PR #557, opened 2016-03-02
Allow cloudformation to delete Route 53 RecordSets

2rs2ts:
While there isn't an API method exposed for directly deleting a Route 53 RecordSet [it's performed via `POST` that acts more like a `PATCH` than anything else](http://docs.aws.amazon.com/Route53/latest/APIReference/API_ChangeResourceRecordSets.html), CloudFormation can have templates which contain RecordSets which refer to zones that don't exist inside the template. Ergo, we need a way to effect a delete upon these RecordSets when we don't have a direct reference to the zone.

This exposes a delete method that isn't hooked up to any response (and rightfully so), it just enables the ~polymorphic deletion behavior that we've written into the CloudFormation implementation.

### DIFF
--- a/moto/route53/models.py
+++ b/moto/route53/models.py
@@ -70,6 +70,8 @@ class RecordSet(object):
         self.weight = kwargs.get('Weight')
         self.region = kwargs.get('Region')
         self.health_check = kwargs.get('HealthCheckId')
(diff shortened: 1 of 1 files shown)


spulec:
thanks!

PR #559, opened 2016-03-07
Support HostedZoneId in RecordSet templates

2rs2ts:
Before this commit, using `HostedZoneId` would result in you not being able to find the hosted zone.


spulec:
thanks!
------
Task statement: Please set down each line of the records exactly as given.

Exercise solution:
PR #557, opened 2016-03-02
Allow cloudformation to delete Route 53 RecordSets

2rs2ts:
While there isn't an API method exposed for directly deleting a Route 53 RecordSet [it's performed via `POST` that acts more like a `PATCH` than anything else](http://docs.aws.amazon.com/Route53/latest/APIReference/API_ChangeResourceRecordSets.html), CloudFormation can have templates which contain RecordSets which refer to zones that don't exist inside the template. Ergo, we need a way to effect a delete upon these RecordSets when we don't have a direct reference to the zone.

This exposes a delete method that isn't hooked up to any response (and rightfully so), it just enables the ~polymorphic deletion behavior that we've written into the CloudFormation implementation.

### DIFF
--- a/moto/route53/models.py
+++ b/moto/route53/models.py
@@ -70,6 +70,8 @@ class RecordSet(object):
         self.weight = kwargs.get('Weight')
         self.region = kwargs.get('Region')
         self.health_check = kwargs.get('HealthCheckId')
(diff shortened: 1 of 1 files shown)


spulec:
thanks!

PR #559, opened 2016-03-07
Support HostedZoneId in RecordSet templates

2rs2ts:
Before this commit, using `HostedZoneId` would result in you not being able to find the hosted zone.


spulec:
thanks!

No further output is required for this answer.